» Work to complete
If a line in the material below has the string "directories", copy it out.

Available data below:

PR #2364, opened 2026-06-12
Better java route harvester

### LINKED ISSUE #2304: Java route harvesting can freeze target JVM while dumping symbol table
## Summary

Java route harvesting currently uses dynamic attach to run `jcmd VM.symboltable -verbose` against the target JVM:

- `pkg/internal/transform/route/harvest/java.go`

For JVMs with very large symbol tables, this can trigger a long stop-the-world safepoint in the target application. In #2301, the reporter observed application freezes lasting 20-100 seconds while `jcmd <PID> VM.symboltable -verbose` printed hundreds of thousands of lines.

PR #2303 disables Java route harvesting by default as an immediate mitigation, but we should track the underlying production-safety issue separately.

## Impact

This affects the instrumented Java application, not just the OBI agent.

A route discovery attempt can make the target JVM unresponsive for tens of seconds. The current `route_harvester_timeout` only limits how long OBI waits for the extraction result. It does not prevent or cancel JVM-side work once the diagnostic command has triggered a safepoint.

## Related Work

- Discussion: #2301
- Mitigation PR: #2303
- Related issue: #2034

#2034 is related but narrower. It tracks that Java route extraction is not truly cancellable from OBI and can retain blocked workers after timeout. This issue tracks the target-JVM safety problem: the diagnostic command itself can pause the application.

## Evidence

The reported safepoint log includes `DumpHashtable` and a long time at safepoint while dumping the symbol table. The Java route harvester currently extracts routes from the output of:

```text
jcmd VM.symboltable -verbose
```

That command can scale poorly with symbol table size and can pause the JVM during collection.

## Suggested Direction

Short term:

- Keep Java route harvesting disabled by default.
- Document that enabling Java route harvesting can pause the target JVM on large applications.
- Make opt-in behavior explicit in both v1 and v2 configuration docs and schemas.

Long term:

- Investigate a route discovery approach that does not require dumping the full JVM symbol table.
- If dynamic attach remains necessary, add stronger safety controls before enabling by default again.
- Coordinate with #2034 so timeout/cancellation behavior is improved, while recognizing that cancellation alone may not prevent JVM safepoints already in progress.

## Acceptance Criteria

- Java route harvesting is safe by default for production users.
- Documentation clearly describes the risk and opt-in behavior.
- The v1 and v2 config defaults, examples, and schemas agree.
- There is a tested strategy for avoiding, bounding, or isolating target-JVM pauses before Java route harvesting is enabled by default again.

grcevski:
## Summary

Users discovered that our existing Java route harvester could hold up the JVM for unacceptable periods of time. This is due to potentially slow socket communication between OBI and the target JVM, so the JVM waits until OBI has read all the symbols.

To fix this problem I've rewritten the Java route harvester to use the same approach as the node.js harvester. Instead of using the jcmd interface to pull the loaded symbols, the harvester parses the class files found on the java process command line and CLASSPATH environment variables. This also improves our support, since now we support OpenJ9 route harvesting, which we couldn't before because OpenJ9 didn't support VM symbols listing through jcmd.

I've re-enabled the java harvester by default and I shortened the wait period to 5 seconds after Java start. Since we don't really care about what classes are loaded (and instead we parse files), we don't have to wait anymore, at least not 60 seconds. I might follow-up with PR to remove the java delay altogether, I decided against it here because the PR got large.

Closes https://github.com/open-telemetry/opentelemetry-ebpf-instrumentation/issues/2304

## Validation


grcevski:
Ignore the test_files while reviewing, I decided to commit them like we have for nodejs, I needed them in binary and expanded class form that proves the parsing works with jars and directories on the classpath.

pkg/internal/transform/route/harvest/java/test_files/classes/com/example/JaxController.class
MrAlias, line 1: This is checking in a bunch of binary files. Is that intentional?

grcevski: Yes, I need them for the unit tests, since the parser of routes is parsing binaries. Similar to the nodejs checked in test files, except those are text files.

MrAlias: Gotcha 👍

pkg/internal/transform/route/harvest/java/classpath.go
```diff
@@ -0,0 +1,204 @@
...
+		if !ok {
+			return nil, fmt.Errorf("invalid Java jar path %q", launch.jar)
+		}
+		if isRegularFile(root) {
+			return []scanRoot{{path: root}}, nil
+		}
+		return nil, fmt.Errorf("java jar path %q is not a regular file", launch.jar)
+	}
+
+	if launch.classpath == "" {
```
MrAlias, line 59: This misses Java's default user classpath behavior. If the process is launched as `java com.example.Main` without `-cp`, `-classpath`, `--class-path`, or `CLASSPATH`, the JVM uses `.` as the classpath, but this returns `no Java jar or classpath found`.

That means exploded-class deployments launched from their app directory will not be harvested. I think this should fall back to `.` resolved against the process cwd. Empty classpath elements should probably be treated as `.` as well, since Java gives them that meaning.

pkg/internal/transform/route/harvest/java/classpath.go
```diff
@@ -0,0 +1,204 @@
...
+		return javaLaunch{classpath: env[envClasspath]}
+	}
+	return javaLaunch{}
+}
+
+func scanRootsFromClasspath(root, cwd, classpath string) []scanRoot {
+	var dirs []scanRoot
+	var jars []scanRoot
+	for _, entry := range filepath.SplitList(classpath) {
+		if entry == "" || strings.Contains(entry, "*") {
```
MrAlias: Skipping every classpath entry containing `*` drops a common Java launch pattern: `-cp /app/app.jar:/app/lib/* com.example.Main`. Java expands wildcard classpath entries to matching JARs in that directory, but this code ignores them, so routes packaged in those JARs are never harvested.

This should expand wildcard entries to `.jar`/`.war` files under the target directory while still applying the existing root/symlink checks and scan limits.

pkg/internal/transform/route/harvest/java/classpath.go
```diff
@@ -0,0 +1,204 @@
...
+		if info.IsDir() {
+			dirs = append(dirs, scanRoot{path: path, dir: true})
+			continue
+		}
+		if info.Mode().IsRegular() && isJavaArchive(path) {
+			jars = append(jars, scanRoot{path: path})
+		}
+	}
+
+	if len(dirs) > 0 {
```
MrAlias: Returning only directories when any directory is present breaks mixed classpaths. For example, `-cp /app/classes:/app/app.jar:/app/lib/*` will scan only `/app/classes` and skip `app.jar`, even though controllers can live in either location.

Classpath order can legitimately include both directories and archives. This should return all valid scan roots in classpath order instead of preferring directories globally.

pkg/internal/transform/route/harvest/java/extractor.go
```diff
@@ -0,0 +1,132 @@
...
+	out := make([]string, 0, len(m))
+	for k := range m {
+		out = append(out, k)
+	}
+	return out
+}
+
+func sortRoutes(routes []string) []string {
+	sort.Slice(routes, func(i, j int) bool {
+		hasParamsI := strings.Contains(routes[i], "{")
```
MrAlias: Now that this harvester preserves Quarkus-style `:param` routes, this sorter still treats them as non-parameter routes because it only checks for `{`. Java routes are returned as `PartialRoutes`, and `NewPartialRouteMatcher` tries roots in the supplied order, so a harvested `/api/:version` can be tried before an exact `/api/v1` and make `/api/v1` requests match the broader template.

The sorter should classify both `{id}` and `:id` as parameterized routes, or otherwise use the same wildcard semantics as the matcher, so exact/static routes win first.

pkg/internal/transform/route/harvest/java/normalize.go
```diff
@@ -0,0 +1,177 @@
...
+	parts := strings.Split(s, "/")
+	for i, part := range parts {
+		if !strings.Contains(part, ":") {
+			continue
+		}
+		if !strings.HasPrefix(part, ":") {
+			if i <= 1 {
+				return ""
+			}
+			return routePrefix(parts[:i])
```
MrAlias: This still converts malformed colon-containing segments into a broader valid prefix. For example, `/api/foo:bar/details` becomes `/api`, and `/items/:123` becomes `/items`. Because Java results use `PartialRoutes`, adding those shortened prefixes can produce broad route matches for unrelated requests instead of rejecting the malformed annotation.

I think invalid colon segments should cause the whole route to be rejected, not truncated to a prefix. That keeps the harvester from inventing routes that were never declared.

MrAlias (dismissed):
I like the direction of replacing the JVM attach / `jcmd VM.symboltable` route harvester with a classpath/JAR class-file scanner, but I do not think this is ready to merge yet. This changes Java route discovery from runtime symbol-table scraping to filesystem/classpath discovery, so we need to preserve common Java launch behavior pretty carefully.

The remaining issues are all in that new discovery path: default classpath handling, wildcard classpath handling, mixed directory/JAR classpaths, and ordering of colon-parameter routes before partial matching.

Non-blocking, but please also add a short note or script for regenerating the checked-in `.class` and `.jar` fixtures from `test_files/src`, including the exact JAR/WAR layouts. The source fixtures are useful, but the generated archive contents are not obvious from the repository.

pkg/internal/transform/route/harvest/java/classpath.go
grcevski: I was concerned that this would be too expensive. I purposefully limited to the most common way the applications can be deployed, because scanning all the dependencies will be very time consuming on large Java applications. I think the generic case about this being a problem is valid, but it's not how most java web REST services are going be deployed. It's a tradeoff.

grcevski:
> Non-blocking, but please also add a short note or script for regenerating the checked-in `.class` and `.jar` fixtures from `test_files/src`, including the exact JAR/WAR layouts. The source fixtures are useful, but the generated archive contents are not obvious from the repository.

Yeah good point, I'll add that. I manually compiled and zipped the files, but I can make a script that regenerates the binaries and check that in.

pkg/internal/transform/route/harvest/java/classpath.go
grcevski: Fixed.

pkg/internal/transform/route/harvest/java/classpath.go
grcevski: Fixed.

pkg/internal/transform/route/harvest/java/classpath.go
grcevski: I decided to do it, the common approach won't have this issue anyway, so it will be more expensive search for the uncommon case. Fixed.

pkg/internal/transform/route/harvest/java/normalize.go
grcevski: Fixed, I disallow all paths now that have weird colons.

grcevski:
> > Non-blocking, but please also add a short note or script for regenerating the checked-in `.class` and `.jar` fixtures from `test_files/src`, including the exact JAR/WAR layouts. The source fixtures are useful, but the generated archive contents are not obvious from the repository.
> 
> Yeah good point, I'll add that. I manually compiled and zipped the files, but I can make a script that regenerates the binaries and check that in.

I made a script that compiles them all. The dependent packages were all faked to look like what's actually done in the respective dependencies, which is why just javac and jar are needed.

pkg/internal/transform/route/harvest/java/extractor.go
grcevski: Fixed.

MrAlias (commented):
The classpath/JAR discovery fixes look good.

pkg/internal/transform/route/harvest/java/test_files/build-java-route-test-files.sh
```diff
@@ -0,0 +1,63 @@
+#!/bin/bash
+# Copyright The OpenTelemetry Authors
+# SPDX-License-Identifier: Apache-2.0
+set -euo pipefail
+
+script_dir="$(cd -- "$(dirname -- "${BASH_SOURCE[0]}")" && pwd)"
+repo_root="$(cd -- "${script_dir}/.." && pwd)"
+
+test_dir=.
```
MrAlias: Thanks for adding the fixture regeneration script. Right now `test_dir=.` makes the script depend on the caller's working directory; running it from the repo root would look for `./src` instead of this fixture directory. Since `script_dir` is already computed, please anchor `test_dir` there and drop the unused `repo_root` line.

```suggestion
test_dir="${script_dir}"
```

grcevski:
I committed your suggestion for the compile/package with jar script.

MrAlias (approved):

End of Available data.

» Answer to this problem
Ignore the test_files while reviewing, I decided to commit them like we have for nodejs, I needed them in binary and expanded class form that proves the parsing works with jars and directories on the classpath.
MrAlias: Returning only directories when any directory is present breaks mixed classpaths. For example, `-cp /app/classes:/app/app.jar:/app/lib/*` will scan only `/app/classes` and skip `app.jar`, even though controllers can live in either location.
Classpath order can legitimately include both directories and archives. This should return all valid scan roots in classpath order instead of preferring directories globally.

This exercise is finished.